## What you have to do:
Word for word, return the lines from the top of the listing to the line containing "OWNER OR CONTRIBUTORS", both ends included, and no others.

## Dataset:
──────────
PR #209, opened 2015-03-30
Add a common cursor interface

### LINKED ISSUE #208: EagerCursor does not support sorting
The ```Doctrine\MongoDB\EagerCursor``` class wraps ```Doctrine\MongoDB\Cursor```, but does not offer methods like ```sort()```. Instead, they must be called using ```$eagerCursor->getCursor()->sort()```. While this works, it also means that the two cursor classes are not interchangeable.
Note: this trickles down to the ODM as well, since the ODM\EagerCursor class also does not support sorting which in turn causes other errors. IMO, the EagerCursor class should also offer the sort methods.

alcaeus:
This PR aims to fix #208 by adding a common ```CursorInterface``` which contains most methods from ```MongoCursor``` and aims to have ```Cursor``` and ```EagerCursor``` provide the same functionality. Note that ```EagerCursor``` will delegate all calls to the wrapped ```Cursor``` instance. It's up to the user to ensure the underlying cursor object has not been opened by calling ```current``` or ```next```.

### DIFF
--- a/lib/Doctrine/MongoDB/CursorInterface.php
+++ b/lib/Doctrine/MongoDB/CursorInterface.php
@@ -53,7 +53,6 @@ interface CursorInterface extends Iterator
      *
      * @see http://php.net/manual/en/countable.count.php
      * @see http://php.net/manual/en/mongocursor.count.php
-     * @param boolean $foundOnly
      * @return integer
      */
     public function count();
--- a/lib/Doctrine/MongoDB/CursorInterface.php
+++ b/lib/Doctrine/MongoDB/CursorInterface.php
@@ -1,0 +1,198 @@
+<?php
+/*
+ * THIS SOFTWARE IS PROVIDED BY THE COPYRIGHT HOLDERS AND CONTRIBUTORS
+ * "AS IS" AND ANY EXPRESS OR IMPLIED WARRANTIES, INCLUDING, BUT NOT
+ * LIMITED TO, THE IMPLIED WARRANTIES OF MERCHANTABILITY AND FITNESS FOR
+ * A PARTICULAR PURPOSE ARE DISCLAIMED. IN NO EVENT SHALL THE COPYRIGHT
+ * OWNER OR CONTRIBUTORS BE LIABLE FOR ANY DIRECT, INDIRECT, INCIDENTAL,
+ * SPECIAL, EXEMPLARY, OR CONSEQUENTIAL DAMAGES (INCLUDING, BUT NOT
+ * LIMITED TO, PROCUREMENT OF SUBSTITUTE GOODS OR SERVICES; LOSS OF USE,
+ * DATA, OR PROFITS; OR BUSINESS INTERRUPTION) HOWEVER CAUSED AND ON ANY
+ * THEORY OF LIABILITY, WHETHER IN CONTRACT, STRICT LIABILITY, OR TORT
+ * (INCLUDING NEGLIGENCE OR OTHERWISE) ARISING IN ANY WAY OUT OF THE USE
+ * OF THIS SOFTWARE, EVEN IF ADVISED OF THE POSSIBILITY OF SUCH DAMAGE.
+ *
+ * This software consists of voluntary contributions made by many individuals
+ * and is licensed under the MIT license. For more information, see
+ * <http://www.doctrine-project.org>.
+ */
+
+namespace Doctrine\MongoDB;
+
+use Doctrine\MongoDB\Util\ReadPreference;
+
+/**
+ * Wrapper for the PHP MongoCursor class.
+ *
+ * @since  1.0
+ * @author alcaeus <alcaeus@alcaeus.org>
+ */
+interface CursorInterface extends Iterator
+{
+    /**
+     * Wrapper method for MongoCursor::addOption().
+     *
+     * @see http://php.net/manual/en/mongocursor.addoption.php
+     * @param string $key
+     * @param mixed $value
+     * @return self
+     */
+    public function addOption($key, $value);
+
+    /**
+     * Wrapper method for MongoCursor::batchSize().
+     *
+     * @see http://php.net/manual/en/mongocursor.batchsize.php
+     * @param integer $num
+     * @return self
+     */
+    public function batchSize($num);
+
+    /**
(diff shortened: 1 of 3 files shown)


lavoiesl:
You need tu have an empty line before `return` statements.

To avoid duplication, I would replace all docblocks of methods defined in the interface by `{@inheritdoc}`

lib/Doctrine/MongoDB/CursorInterface.php
```diff
@@ -0,0 +1,198 @@
...
+
+    /**
+     * Wrapper method for MongoCursor::count().
+     *
+     * @see http://php.net/manual/en/countable.count.php
+     * @see http://php.net/manual/en/mongocursor.count.php
+     * @param boolean $foundOnly
+     * @return integer
+     */
+    public function count();
```
jmikola: We have `@param boolean $foundOnly` above, which should default to `false`. Shouldn't it also appear in the method prototype?

lib/Doctrine/MongoDB/EagerCursor.php
```diff
@@ -65,6 +65,7 @@ public function __construct(Cursor $cursor)
     public function count()
     {
         $this->initialize();
+
         return count($this->data);
```
jmikola: If we change the `count()` prototype to `count($foundOnly = false)`, as suggested above, we'll need to add the same here. Unfortunately, a false value for that option doesn't really apply to EagerCursor, since it inherently only counts the found documents after initialization. I'm not sure what the best solution is for that beyond documentation.

alcaeus: I dislike adding a feature (as minor as it might be) in an interface and then violate this interface in a child class. In this case, I'd rather remove the ```$foundOnly``` parameter in the cursor interface and only add it in those cursors that actually support it.

jmikola: :+1:

alcaeus:
@jmikola I gave ```EagerCursor::count()``` some more thought after running into a couple of issues today. Currently, ```EagerCursor::count()``` and ```Cursor::count()``` behave very different, even though they are supposed to just wrap ```MongoCursor```. I'll let the code speak volumes here:
```
    public function testFunctionalCursorCount()
    {
        $db = $this->conn->selectDatabase(self::$dbName);

        /** @var Collection $coll */
        $coll = $db->selectCollection('users');

        $document = array('user' => 'jonwage');
        $coll->insert($document);

        $document = array('user' => 'jmikola');
        $coll->insert($document);

        $document = array('user' => 'malarzm');
        $coll->insert($document);

        $document = array('user' => 'alcaeus');
        $coll->insert($document);

        $builder = $coll->createQueryBuilder();
        $builder->skip(1)->limit(4);
        $cursor = $builder->getQuery()->getIterator();

        $this->assertInstanceOf('Doctrine\MongoDB\Cursor', $cursor);
        $this->assertEquals(4, $cursor->count());
        $this->assertEquals(3, $cursor->count(true));

        $eagerCursor = $builder->eagerCursor(true)->getQuery()->getIterator();

        $this->assertInstanceOf('Doctrine\MongoDB\EagerCursor', $eagerCursor);
        $this->assertEquals(4, $eagerCursor->count());
        $this->assertEquals(3, $eagerCursor->count(true));
    }
```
──────────
## Output for this exercise:
PR #209, opened 2015-03-30
Add a common cursor interface

### LINKED ISSUE #208: EagerCursor does not support sorting
The ```Doctrine\MongoDB\EagerCursor``` class wraps ```Doctrine\MongoDB\Cursor```, but does not offer methods like ```sort()```. Instead, they must be called using ```$eagerCursor->getCursor()->sort()```. While this works, it also means that the two cursor classes are not interchangeable.
Note: this trickles down to the ODM as well, since the ODM\EagerCursor class also does not support sorting which in turn causes other errors. IMO, the EagerCursor class should also offer the sort methods.

alcaeus:
This PR aims to fix #208 by adding a common ```CursorInterface``` which contains most methods from ```MongoCursor``` and aims to have ```Cursor``` and ```EagerCursor``` provide the same functionality. Note that ```EagerCursor``` will delegate all calls to the wrapped ```Cursor``` instance. It's up to the user to ensure the underlying cursor object has not been opened by calling ```current``` or ```next```.

### DIFF
--- a/lib/Doctrine/MongoDB/CursorInterface.php
+++ b/lib/Doctrine/MongoDB/CursorInterface.php
@@ -53,7 +53,6 @@ interface CursorInterface extends Iterator
      *
      * @see http://php.net/manual/en/countable.count.php
      * @see http://php.net/manual/en/mongocursor.count.php
-     * @param boolean $foundOnly
      * @return integer
      */
     public function count();
--- a/lib/Doctrine/MongoDB/CursorInterface.php
+++ b/lib/Doctrine/MongoDB/CursorInterface.php
@@ -1,0 +1,198 @@
+<?php
+/*
+ * THIS SOFTWARE IS PROVIDED BY THE COPYRIGHT HOLDERS AND CONTRIBUTORS
+ * "AS IS" AND ANY EXPRESS OR IMPLIED WARRANTIES, INCLUDING, BUT NOT
+ * LIMITED TO, THE IMPLIED WARRANTIES OF MERCHANTABILITY AND FITNESS FOR
+ * A PARTICULAR PURPOSE ARE DISCLAIMED. IN NO EVENT SHALL THE COPYRIGHT
+ * OWNER OR CONTRIBUTORS BE LIABLE FOR ANY DIRECT, INDIRECT, INCIDENTAL,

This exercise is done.